Avant le début de nos activités, je pars à ma demande le temps d'un
week-end en excursion au Bénin guidée par le coordinateur Lasbath
béninois d'origine. Cela me donne l'occasion de découvrir de nouveaux
horizons en visitant à zemidjan la capitale Cotonou, en sillonnant
les eaux en pirogue de la très belle cité lacustre de Ganvié et
en parcourant à pied avec beaucoup d'émotion la route des esclaves
jusqu'à la porte du non retour sur le site de Ouidah au passé chargé
d'histoire…
De retour sur le camp, je prends part à la fin des activités du
mois de juillet mises en place à l'école du Grand Réveil à Lomé.
Maud et moi-même faisons la classe à une douzaine d'élèves du CP2.
L'apprentissage de la lecture et de l'écriture n'est pas simple
pour ces petits élèves très attachants dont la concentration n'est
pas toujours de rigueur mais nous essaierons de faire de notre mieux.
Vient
ensuite, le départ pour Tovégan, pour un camp soutien scolaire de
trois semaines. A notre arrivée, je suis séduite par la beauté de
ce petit village. Cette impression sera confirmée par l'accueil
très chaleureux qui nous sera réservé. D'ailleurs, la maison que
nous occuperons à deux pas de l'école est idéalement située. Certes,
pas d'eau potable ni d'électricité mais pour nous une occasion unique
de vivre un camp à l'africaine. Nos veillées sous le ciel étoilé
d'Afrique n'auraient pas eu le même charme sinon…

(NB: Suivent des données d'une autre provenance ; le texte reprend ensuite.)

PR #7159, opened 2025-12-18
[BuildImage] Fix reboot failures on Ubuntu by preventing snap auto-refresh from interfering with build

gmarciani:
#### Problem
The build image for Ubuntu 22.04 and 24.04 intermittently fails the reboot step, which is executed before the execution of our cookbook. 

#### Root Cause
Our investigations show that such failure is related to snapd restarting the SSM Agent right before the reboot. snapd does it as part of its auto-refresh mechanism, which for tries to upgrade the packages in the background. We think this may interfere with the ssm agent reporting the successful status of the reboot.

#### Solution
Disable snap refresh for all snap packages during the build process.
Notice that we will do that with the following safe guards:
1. if snap is not installed, we skip the hold/unhold
2. we unhold only if it was us holding. So that if a user was setting a hold in their parent image, we leave it as it is.

This is how snap refresh hold/unhold works:

```
root@ip-172-31-0-49:~# snap refresh --time
timer: 00:00~24:00/4
last: today at 15:59 UTC
next: today at 22:03 UTC

root@ip-172-31-0-49:~# snap refresh --hold
Auto-refresh of all snaps held indefinitely

root@ip-172-31-0-49:~# snap refresh --time
timer: 00:00~24:00/4
last: today at 15:59 UTC
hold: forever
next: today at 22:03 UTC (but held)

root@ip-172-31-0-49:~# snap refresh --unhold
Removed auto-refresh hold on all snaps

root@ip-172-31-0-49:~# snap refresh --time
timer: 00:00~24:00/4
last: today at 15:59 UTC
next: today at 22:03 UTC
```

#### Q&A
1. Why re-enabling after the build process?
Because keeping it disabled would lower the security bar of the product for Ubuntu. Having snap auto-refresh enabled guarantess that packages installed with snap are automatically upgraded in the background

### Tests
* Verified fix on Ubuntu 22.04 and Ubuntu 24.04 builds that were previously failing
* Confirmed snap refresh hold is applied and removed correctly

### DIFF
--- a/cli/src/pcluster/resources/imagebuilder/parallelcluster.yaml
+++ b/cli/src/pcluster/resources/imagebuilder/parallelcluster.yaml
@@ -34,6 +34,19 @@ phases:
                 *) echo "Unsupported OS: $RELEASE" && exit {{ FailExitCode }} ;;
               esac
 
+      # Disable snap refresh to prevent background updates during build (Ubuntu only)
+      - name: DisableSnapRefresh
+        action: ExecuteBash
+        inputs:
+          commands:
+            - |
+              set -x
+              OS="{{ build.OperatingSystemName.outputs.stdout }}"
+              if [[ $OS =~ ^ubuntu ]] && command -v snap &>/dev/null; then
+                snap watch --last=auto-refresh 2>/dev/null || true
+                snap refresh --hold && mkdir -p /opt/parallelcluster && touch /opt/parallelcluster/pcluster_build_image_snap_hold
+              fi
+
       # Initialize system information and URLs
       - name: SystemInfo
         action: ExecuteBash
@@ -258,6 +271,11 @@ phases:
                 rm -rf /tmp/imagebuilder_service/ssm_installed
               else
                  echo "SSM agent is installed by default"
+              fi
+              
+              if [[ -f /opt/parallelcluster/pcluster_build_image_snap_hold ]]; then
+                snap refresh --unhold 2>/dev/null || true
+                rm -rf /opt/parallelcluster/pcluster_build_image_snap_hold
               fi
               
               # Final cleanup
--- a/CHANGELOG.md
+++ b/CHANGELOG.md
@@ -32,6 +32,7 @@ CHANGELOG
 - Reduce EFA installation time for Ubuntu by ~20 minutes by only holding kernel packages for the installed kernel.
 - Add GetFunction and GetPolicy permissions to PClusterBuildImageCleanupRole to prevent AccessDenied errors during build image stack deletion.
 - Fix validation error messages when `DevSettings` is null or `DevSettings/InstanceTypesData` is missing required fields.
+- Disable snap auto-refresh on Ubuntu during build image to prevent intermittent reboot failures.
 
 3.14.0
 ------


hanwen-cluster (dismissed):

cli/src/pcluster/resources/imagebuilder/parallelcluster.yaml
```diff
@@ -260,6 +273,10 @@ phases:
                  echo "SSM agent is installed by default"
               fi
               
+              if [[ $OS =~ ^ubuntu ]]; then
```
himani2411: [Non-blocking] Lets add a comment to mention we remove the hold

cli/src/pcluster/resources/imagebuilder/parallelcluster.yaml
```diff
@@ -34,6 +34,19 @@ phases:
                 *) echo "Unsupported OS: $RELEASE" && exit {{ FailExitCode }} ;;
               esac
 
+      # Disable snap refresh to prevent background updates during build (Ubuntu only)
```
himani2411, line 37: [Non-blocking] We recently added the chnage to reduce the size of this template where one of the tricks we used was combine a few steps; lets do that going forward so thta we dont keep facing the template size issues in future.

cli/src/pcluster/resources/imagebuilder/parallelcluster.yaml
gmarciani: Comments increase the template size, so I would add them only if the code is unclear. 
It seems to me this line is self-explanatory so we can avoid an extra line of comment.
Do you think this code needs a comment?

cli/src/pcluster/resources/imagebuilder/parallelcluster.yaml
gmarciani: This is a good point, thank you. 
However, we must disable snap auto-refresh as soon as possible to prevent the background upgrades and `SystemInfo` step did not seem good fit. I'm in favor of refactoring the component to mitigate the risk of template size exceeding, but will address out of this last minute fix.

himani2411: You dont really improve in terms of time by adding another step as the steps are sequential; so i disagree on `SystemInfo` being a bad fit since the code would be applied at the same time

cli/src/pcluster/resources/imagebuilder/parallelcluster.yaml
himani2411: Agreed

cli/src/pcluster/resources/imagebuilder/parallelcluster.yaml
```diff
@@ -34,6 +34,19 @@ phases:
...
+      - name: DisableSnapRefresh
+        action: ExecuteBash
+        inputs:
+          commands:
+            - |
+              set -x
+              OS="{{ build.OperatingSystemName.outputs.stdout }}"
+              if [[ $OS =~ ^ubuntu ]] && command -v snap &>/dev/null; then
+                snap watch --last=auto-refresh 2>/dev/null || true
+                snap refresh --hold && touch /tmp/pcluster_build_image_snap_hold
```
hanwen-cluster: Instead of using /tmp, we should use other folders like the code here https://github.com/aws/aws-parallelcluster/pull/7159/files#diff-365de0075f4659870e5ed9878016b28a29065c60bc7bb763da54670e5b626eb6R104-R105

hanwen-cluster (dismissed):

cli/src/pcluster/resources/imagebuilder/parallelcluster.yaml
gmarciani: This comment is really impokrtant, thank you! In fact I just realized with testing that relying on /tmp files could also lead to unhold being skipped because the tmp file gets removed after the reboot.

Now using a file in `/opt/parallelcluster`

hehe7318 (approved):

himani2411 (approved):

PR #520, opened 2018-07-23
Update package maintainers

pjreed:


swri_rospy/package.xml
```diff
@@ -6,7 +6,7 @@
   This package provides added functionaliy on top of rospy, including a
   single-threaded callback queue.
   </description>
-  <maintainer email="evenator@swri.edu">Ed Venator</maintainer>
```
evenator: 😞

pjreed: I'm assuming you don't have access `evenator@swri.edu` any more, but feel free to add a different e-mail address if you still want to claim responsibility for it. :wink:

PR #522, opened 2018-09-10
Add function to blend two images with alpha channels.

malban:


danthony06:
Might be nice if the code in swri_image_util used this functionality.

https://github.com/swri-robotics/marti_common/blob/master/swri_image_util/src/blend_images_util.cpp

malban:
@danthony06 They seem to do slightly different things.  Though I suppose you could create two alpha channels based on the logic in blend_images_util and then call this function.  

The base image would have an alpha channel with (1.0 - alpha) for all pixels.  The top image would have an alpha channel of alpha for all pixels in the mask and 0.0 elsewhere.

Right?

danthony06:
Yes, I think that would do it.

PR #525, opened 2018-10-22
Add function to test if two line segments intersect.

malban:


swri_geometry_util/include/swri_geometry_util/intersection.h
```diff
@@ -51,6 +51,41 @@ namespace swri_geometry_util
       cv::Vec2d p4,
       cv::Vec2d& c);
 
+  /**
+   * Calculate the instersection between two line segments defined by 4 points.
+   *
+   * In the case of parallel overlapping segments, the intersection point
+   * closest to p1 is returned.
+   *
+   * @param[in]   p1   First point of line segemnt 1.
```
pjreed: Typo in `segemnt`.

swri_geometry_util/include/swri_geometry_util/intersection.h
```diff
@@ -51,6 +51,41 @@ namespace swri_geometry_util
...
+   * @param[in]   p2   Second point of line segemnt 1.
+   * @param[in]   p3   First point of line segemnt 2.
+   * @param[in]   p4   Second point of line segemnt 2.
+   * @param[out]  c    The intersection point.
+   *
+   * @returns True if the line segments intersect.
+   */
+  bool LineSegmentIntersection(
+      cv::Vec2d p1,
```
pjreed: All of the in-arguments to both this and `PointOnLineSegment` can probably be const references.

swri_geometry_util/include/swri_geometry_util/intersection.h
malban: Fixed typo in this function and the existing function above it.

swri_geometry_util/include/swri_geometry_util/intersection.h
malban: Fixed the parameters in this function and the existing function above it.

PR #527, opened 2018-10-31
Transform the polygon points of an obstacle based off the pose of the…

agyoungs:
… obstacle

### DIFF
--- a/swri_route_util/src/route_speeds.cpp
+++ b/swri_route_util/src/route_speeds.cpp
@@ -316,7 +316,6 @@ void generateObstacleData(
     for (size_t j = 0; j < obs_msg.polygon.size(); j++) {
       tf::Vector3 pt;
       tf::pointMsgToTF(obs_msg.polygon[j], pt);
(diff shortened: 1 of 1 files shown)


swri_route_util/src/route_speeds.cpp
```diff
@@ -316,7 +316,6 @@ void generateObstacleData(
     for (size_t j = 0; j < obs_msg.polygon.size(); j++) {
       tf::Vector3 pt;
       tf::pointMsgToTF(obs_msg.polygon[j], pt);
-      pt = pt - g_obs_from_local.getOrigin();
```
malban: seem to be missing the actual transform part

malban: never mind, its already there, you're just removing the incorrect translation

agyoungs: Yea, I just removed the bad translation.  The translation would have no effect when an identity pose was used, but this didn't work if the polygon was relative to the pose.  I tested this change against current usages and it did not change the behavior.

PR #532, opened 2018-12-10
Add dynamic parameters

matt-attack:
This adds a class that handles dynamic configuration of parameters in a much cleaner way than with standard dynamic_reconfigure. 

It also allows for setting the list of configurable parameters are runtime rather than compile time.


matt-attack:
@pjreed looks like we had another test failure. Looking at the test I'm not really sure what caused it as there doesn't appear to be a way for that publisher to be closed.

pjreed:
How does this work?  Could you add some documentation for it?

Seems like the test failure must be timing-based.  Re-running it eventually makes it pass.  Sometime I'll investigate and see if I can figure out what's causing it...

matt-attack:
Yeah, can do. 

It implements the same interface as the dynamic_reconfigure system, so it works with all the same tools, but sets up the configuration at run time in the code instead of at build time in the cfg files. 

Right now, it handles changes by directly changing variables in your class, so you need to make sure they persist and to lock the mutex if you don't want them changing out from under you. It's a much simpler interface, but you need to be careful. Adding a callback for a change instead would also be easy to do for cases where that would be useful.

matt-attack:
@pjreed added a description if you want to take a look. I changed the swri_transform_util dynamic publisher to use this as an example if you would like to see how it works.

matt-attack:
@pjreed Does this look good to merge?

swri_roscpp/include/swri_roscpp/dynamic_parameters.h
```diff
@@ -0,0 +1,450 @@
+#ifndef SWRI_ROSCPP_DYNAMIC_PARAMETERS_H_
```
pjreed: This needs a license header.

swri_roscpp/include/swri_roscpp/dynamic_parameters.h
```diff
@@ -0,0 +1,450 @@
...
+    ros::NodeHandle nh_;
+
+    std::map<std::string, DynamicValue> values_;
+
+    boost::mutex mutex_;
+
+    bool setConfigCallback(dynamic_reconfigure::Reconfigure::Request &req,
+          dynamic_reconfigure::Reconfigure::Response &rsp)
+    {
+      ROS_INFO("Got configuration change request");
```
pjreed: I'm not sure whether I'd rather have this log level be `INFO` or `TRACE`.  Would everybody who has reconfigurable parameters want this to be printed every time something is changed?

swri_roscpp/include/swri_roscpp/dynamic_parameters.h
```diff
@@ -0,0 +1,450 @@
...
+
+        if (iter->second.type != DynamicValue::Double && iter->second.type != DynamicValue::Float)
+        {
+          ROS_ERROR("Value '%s' was not a double type.", param.name.c_str());
+          continue;
+        }
+
+        if (iter->second.type == DynamicValue::Double)
+        {
+          double* v = (double*)iter->second.pointer;
```
pjreed: Any reason to use C-style casts here rather than `static_cast`s?

swri_roscpp/readme.md
```diff
@@ -31,3 +31,51 @@ add_topic_service_files(DIRECTORY topic_srv FILES
...
+{
+  // your node stuff here
+
+  ros::NodeHandle pnh("~");
+  swri::DynamicParameters params;
+  params.initialize(pnh);
+...
+```
+
+You can then start declaring and reading in configuration values, giving a long living pointer to a variable for each. This variable is changed on a dynamic reconfigure of that parameter. If you want to ensure no changes are applied during an operation, be sure to lock the mutex you can get by calling the `params.mutex()` function.
```
pjreed: I think I'd prefer this to say that you should *always* lock the mutex around getting the parameters, and also include and example of that below.  There are some cases where you can get away without locking it, but I'd rather be safe than sorry and leave figuring that out to people who really know what they're doing.

swri_transform_util/src/nodelets/dynamic_publisher.cpp
```diff
@@ -68,43 +72,29 @@ class DynamicPublisher : public nodelet::Nodelet
...
-    {
-      config_ = config;
-    }
-  }
-
   void Publish(const ros::TimerEvent& unused)
   {
     tf::Transform transform;
-    tf::Vector3 origin(config_.x, config_.y, config_.z);
+    tf::Vector3 origin(x_, y_, z_);
```
pjreed: The mutex should be locked around reading these values, since you have six values here that could all be reconfigured, and you wouldn't want any of them to change while you're in the middle of reading them; otherwise you'll end up publishing a transform that never really existed.

pjreed:
I think it'd also be useful to be able to register a callback in order to be notified whenever any values are reconfigured.  I can think of two scenarios where I'd want that:
1. If there's some expensive operation that you only want to perform when a value actually changes
2. If you want to cache the reconfigurable values in non-volatile variables so that you can access them repeatedly without needing to lock a mutex

swri_roscpp/readme.md
```diff
@@ -31,3 +31,51 @@ add_topic_service_files(DIRECTORY topic_srv FILES
...
+
+```cpp
+  float flt;
```
pjreed: Setting the params like this is actually very dangerous.  The DynamicParameters class is storing a reference to this variable, but this variable will be destroyed when the function calling it goes out of scope.  The next time your parameters are reconfigured after that, it will cause a segfault.

I think it'd be better to make wrapper types (`BoolParam`, `IntParam`, etc.) that are actually `shared_ptr`s under the hood in order to make sure they always exist; it would also be possible to instrument those types with getters that could handle automatically locking them to make sure they're thread-safe.

swri_roscpp/include/swri_roscpp/dynamic_parameters.h
pjreed: Scratch that, after taking a break for a few weeks I forgot that ROS didn't have a `TRACE` level.  I guess `DEBUG` works, too.

swri_roscpp/include/swri_roscpp/dynamic_parameters.h
pjreed: For all of the cases here, I'd prefer to use `static_cast` so that it's explicit what type of casting you're doing and also because the compiler is better at catching errors if you're using it wrong.  (see http://www.stroustrup.com/bs_faq2.html#static-cast for more details)

swri_roscpp/readme.md
matt-attack: @pjreed went and added something like this

matt-attack:
If you think it is okay, I might leave adding the callbacks for another issue.

matt-attack:
Hmm. I seem to have accidentally merged in the wrong master causing these issues

matt-attack:
Should be fixed now

matt-attack:
@daniel-dsouza added a function to let the user do that

daniel-dsouza:
looks good to me

daniel-dsouza:
@pjreed have you resolved your review?

PR #534, opened 2018-12-18
Fix the unit test that intermittently breaks

pjreed:


pjreed:
Previously it seemed like the test in question had about a 50% chance, and it's now built & run without failures a total of 16 times, so I'm going to hope this has fixed it.

PR #540, opened 2019-04-26
Add callback for on change for dynamic parameters

matt-attack:
This lets them be used in a similar fashion to standard dynamic reconfigure.


daniel-dsouza:
I approve. @pjreed can you hit the button?

PR #541, opened 2019-04-30
Improve topic service client

nick-alton:
This improves the performance for the topic service client. Specifically fixes a problem that sequences get confused when doing multiple requests from a single node.


swri_roscpp/include/swri_roscpp/topic_service_client.h
```diff
@@ -55,7 +55,7 @@ class TopicServiceClientRaw
   int sequence_;
 
 public:
-  TopicServiceClientRaw() : sequence_(0), timeout_(ros::Duration(4.0))
+  TopicServiceClientRaw() : sequence_(rand()), timeout_(ros::Duration(4.0))
```
pjreed: What's the purpose behind putting a random number in here?

matt-attack: It ensures that different clients making the same service request in the same node start with requests with different sequence numbers so there's less possible confusion between them.

Perhaps this random number would do better to be appended to the client name in the request instead?

swri_roscpp/include/swri_roscpp/topic_service_client.h
```diff
@@ -64,7 +63,12 @@ class TopicServiceClientRaw
                 const std::string &service,
                 const std::string &client_name = "")
   {
-    name_ = client_name.length() ? client_name : ros::this_node::getName();
+    int random_int = rand()%10000;
```
pjreed: I'd rather not use a random number from 0 to 9999 for this since there's a possibility of a collision (especially if you're not seeding the RNG).  If the purpose of this is just to have a unique name, adding a UUID would be more reliable; if it's useful for this to be a relatively small number, I'd rather have something like a static variable that gets incremented every time it's used.

matt-attack: We tried to do that, but ran into the issue where we couldn't figure out where to put a static variable

matt-attack: We might have to do the UUID approach.

evenator: You totally nerd-sniped me on this one.

```c++
struct MonotonicCounter
{
  static uint64_t next()
  {
    ++value_;
    return value_;
  }

  private:
  static uint64_t value_ = 0;
}
```

Usage
```c++
if (client_name.empty()
{
  std::ostringstream ss;
  ss << ros::this_node::getName()  << MonotonicCounter::next();
  name_ = ss.str()
}
else
{
  name_ = client_name;
}
```

matt-attack: :(
`swri_roscpp/include/swri_roscpp/topic_service_client.h:49:28: error: ISO C++ forbids in-class initialization of non-const static member ‘swri::MonotonicCounter::value_’
   static uint64_t value_ = 0;`

evenator: C++03 makes static initialization hard.

PR #542, opened 2019-05-22
 Add an .editorconfig file

KindDragon:
Could help to maintain consistent coding styles

What is .editorconfig:
http://editorconfig.org/#overview

Plugins for IDEs to support:
http://editorconfig.org/#download


pjreed:
I hadn't heard of this before, but this looks pretty neat.  Thanks!

PR #544, opened 2019-05-22
Support in initialize_origin.py specifying custom ROS topic in parameter

KindDragon:
User can specify in parameter 'local_xy_custom_topic' ROS topic that will be used for origin.
Message can use fields with names 'latitude', 'longitude', 'altitude' or 'lat', 'lon' and 'height'.
These fields can also be inside the message field with name 'position'.

Also, you can specify topic for GPSFix message in parameter '~local_xy_gpsfix_topic', and
topic for NavSatFix message in parameter '~local_xy_navsatfix_topic'


pjreed:
Sorry for taking so long to get to this, since it's a big diff I wanted to take the time to read through it all and it just slipped my mind.  This looks really useful, though, thanks!

PR #546, opened 2019-06-21
Fix get relative transform

matt-attack:
The GetRelativeTransform function appears to have not been working. This change makes it behave as expected.


pjreed:
Would it be possible to add a unit test to `test/test_transform_util.cpp` to verify that it's working right now?

matt-attack:
I can pull a case from what I tested it with I suppose

matt-attack:
Added!

PR #548, opened 2019-07-22
Prevent swri:Subscriber latency calculations if current time is zero

jgassaway:
This adds a check to prevent latency calculations if the current ros::Time::now() is zero, which can result in negative latency values that cause ros::Duration to throw an exception and cause the node to crash.


jgassaway:
I have tested this on a bagfile successfully, but need to test it on live hardware.

pjreed:
I think this is working fine, so I'm going to go ahead and merge it.

PR #137, opened 2021-04-01
Fix fish initialization

### LINKED ISSUE #129: Unknown command: mcfly_key_bindings on fish shell
I installed McFly via home-brew. I have version McFly 0.5.4. I also added 

```
# mcfly

mcfly init fish | source
mcfly_key_bindings

set -gx MCFLY_LIGHT true
set -gx MCFLY_FUZZY true
```

to the end of my `config.fish` file. I have fish version 3.2.0.  

Even when I run `mcfly init fish | source` in my terminal, `mcfly_key_bindings` is still not defined.

domoritz:
Fixes #129

Big thanks to @zanchey for helping me make sense of isatty.

### DIFF
--- a/README.md
+++ b/README.md
@@ -62,7 +62,6 @@ When suggesting a command, McFly takes into consideration:
     Fish:
     ```bash
     mcfly init fish | source
-    mcfly_key_bindings
     ```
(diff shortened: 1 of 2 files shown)


cantino:
Released in v0.5.6

PR #138, opened 2021-04-01
fix: don't interpret search contents

scooter-dangle:
In the fish script, calling

```fish
 # Note: mcfly opts omitted for brevity
mcfly search (commandline)
```

can cause issues if the command line contained anything that mcfly
parses as an option. E.g., if I wanted to search for the last time I ran
a command that a I know included `-o 5`, the interpolated mcfly call
would be

```fish
mcfly search -o 5
```

which causes issues since `mcfly search` will assume `-o 5` is
specifying an output selection of `5`.

- - -

Note: I explicitly verified the bug when calling CTRL-R with `-o 5` on the command line. I didn't look into how `__mcfly_add_command` was being called. Maybe the `--` precaution isn't needed there?


cantino:
Thank you!

cantino:
Released in v0.5.6

PR #141, opened 2021-04-08
Don't create a tarbomb

barmic:
tarbomb (archive without folder) is generaly a bad practice.

Instead of:

- mcfly
- mcfly.bash
- mcfly.fish
- mcfly.zsh

this will create:

- mycfly
  - mcfly
  - mcfly.bash
  - mcfly.fish
  - mcfly.zsh

I'm not sure of all impact of it (for hombrew for example).

### DIFF
--- a/ci/before_deploy.sh
+++ b/ci/before_deploy.sh
@@ -26,8 +26,7 @@ main() {
     cp mcfly.zsh $stage/
     cp mcfly.fish $stage/
 
-    cd $stage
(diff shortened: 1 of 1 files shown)


cantino:
Thanks @barmic! However, I think this might break Homebrew and users' install scripts.

necaris:
@barmic if you still have the energy to look at it, it would be great if this PR also included the changes to the Homebrew recipe and install documentation to go with the changed folder structure in the zip file.

PR #145, opened 2021-05-10
Minor lint fixes

SafariMonkey:
Fixes some Rust warnings:
* `panic!(format!(...))` is redundant, as `panic!` supports formatting
* `mem::replace` expects its return value to be used, but it's dropped - I changed this to an assignment, but I'm not 100% sure if this is equivalent

Also fixes some "issues" in the Bash scripts, mostly reported by ShellCheck:
* it's good practice to quote variables, so I quoted the ones ShellCheck complained about
* there are some places where it complained about the exit code being suppressed, so I propagated it
  * it's not clear to me whether this is at all useful to you, as `set -e` and such isn't being used

### DIFF
--- a/dev.bash
+++ b/dev.bash
@@ -1,7 +1,9 @@
 #!/bin/bash
 # Build mcfly and run a dev environment bash for local mcfly testing
 
-this_dir=$(cd `dirname "$0"`; pwd)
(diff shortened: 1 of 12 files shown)


cantino:
Thanks @SafariMonkey!

PR #146, opened 2021-05-10
Initialize the database inside a transaction

SafariMonkey:
I tried initializing `mcfly` on my ~1.5MB history file, and after leaving it for several minutes it hadn't finished initializing. Apparently, [sqlite is known to be slow when inserting a lot of records outside of a transaction](https://stackoverflow.com/q/3852068). As such, I tried adding a transaction around the operation, and sure enough, it initialized in a second or two.


cantino:
Tested it and it seems to work. Nice trick!

PR #149, opened 2021-05-23
Show last run time for each command

dmfay:
with thanks to [atuin](https://github.com/ellie/atuin) for the idea of showing timing!

### DIFF
--- a/src/history/history.rs
+++ b/src/history/history.rs
@@ -245,27 +245,13 @@ impl History {
 
         like_query.push_str("%");
 
-        let query = "WITH matched_commands AS (
-                           SELECT id, cmd, cmd_tpl, session_id, when_run, exit_code, selected, dir, rank,
-                                  age_factor, length_factor, exit_factor, recent_failure_factor,
-                                  selected_dir_factor, dir_factor, overlap_factor, immediate_overlap_factor,
-                                  selected_occurrences_factor, occurrences_factor
-                           FROM contextual_commands
-                           WHERE cmd LIKE (:like)
-                           ORDER BY rank DESC LIMIT :limit
-                     ), by_cmd AS (
-                           SELECT cmd, MAX(when_run) AS last_run
-                           FROM commands
-                           WHERE cmd IN (SELECT cmd FROM matched_commands)
-                           GROUP BY cmd
-                     )
-                     SELECT id, matched_commands.cmd, cmd_tpl, session_id, when_run, exit_code, selected, dir, rank,
-                            age_factor, length_factor, exit_factor, recent_failure_factor,
-                            selected_dir_factor, dir_factor, overlap_factor, immediate_overlap_factor,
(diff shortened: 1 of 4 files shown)


src/history/history.rs
```diff
@@ -244,13 +245,27 @@ impl History {
 
         like_query.push_str("%");
 
-        let query = "SELECT id, cmd, cmd_tpl, session_id, when_run, exit_code, selected, dir, rank,
+        let query = "WITH matched_commands AS (
+                           SELECT id, cmd, cmd_tpl, session_id, when_run, exit_code, selected, dir, rank,
```
cantino, line 249: Does using this `when_run` not work, such that you need to do the second query?  If this isn't the most recent, maybe  when the contextual_commands temp table is made, it should be `MAX(when_run)`?

cantino:
Could we make it use less space by just showing `5d` or `30m` or `10s`. I don't think `30m 10s` adds much?

src/history/history.rs
dmfay: There would need to be at least two queries here to get the max grouped only by `cmd` but on looking temp table creation is a _much_ better place for this!

dmfay:
I've liked having days-hours and hours-minutes resolution in my test-driving so far, so I may have sold it a bit short with the recent git commands. That said, other scales are definitely not as useful, so that specific band really has to be worth the four characters. Try it out for a day or three and see what you think, maybe?

cantino:
> I've liked having days-hours and hours-minutes resolution in my test-driving so far, so I may have sold it a bit short with the recent git commands. That said, other scales are definitely not as useful, so that specific band really has to be worth the four characters. Try it out for a day or three and see what you think, maybe?

Ok!

cantino:
I don't mind the two part dates, but I am finding it a bit hard to parse when I skim the list. I wonder if we should make it a lighter color (on dark backgrounds) and put it flush to the right?

dmfay:
here's a version with timings on the right. The FixedLengthGraphemeString looks like it only checks on input and returns whatever the internal string has accumulated (even if shorter), though, and I'm not quite sure what to do about that. We have `width` but do we have the current cursor x somewhere?

cantino:
I'm not 100% sure what you're asking. If you need to know if the line is currently selected in `truncate_for_display`, you could pass in `index == self.selection` to it. Is that what you're asking? All FixedLengthGraphemeString does is ensure that you cannot add more than N unicode characters to the string.

Do you like how it looks if you put 

```
write!(screen, "{}", cursor::Goto(width - 9, index as u16 + RESULTS_TOP_INDEX)).unwrap();
```

on line 248?

dmfay:
I was trying to fill the remaining width between command text and timing info with spaces and not having much luck. `cursor::Goto` does the trick, thanks!

cantino:
Thanks @dmfay, this is a nice addition :)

Très vite, nos activités commencent. Nous nous répartissons les
classes : CP1 pour Maud qui sera relayée par Alexandra, CP2 pour
Marion, CE1 pour Nadia, CE2 pour Diane et Nicolas, CM1 pour Odile
et CM2 pour moi-même. Nous axons notre travail sur le français et
les mathématiques. Pour ma part, je trouve les conditions moins
difficiles que l'an passé avec seulement 18 élèves en CM2 qui maîtrisent
mieux le français même si cela reste leur point faible. C'est pour
moi un échange riche qui s'installe avec mes élèves mais aussi avec
certains des bénévoles (Maud, Odile, Diane, Nico et Alex) qui ont
bien voulu prendre part à la préparation des cours le soir à la
lanterne dans le souci de donner le meilleur d'eux-mêmes à leurs
élèves même si parfois les résultats n'ont pas été ceux escomptés
mais dans ce domaine patience oblige…
Comme lors de mon camp chantier précédent, l'ONG a prévu
des après-midi rythmées par des animations à la place des cours
de soutien. Nous proposons un choix varié : club de lecture,
jeux éducatifs, ateliers perles et bricolage, coloriages, et parfois
jeux en extérieur avec la participation ponctuelle de Nadia et Marion.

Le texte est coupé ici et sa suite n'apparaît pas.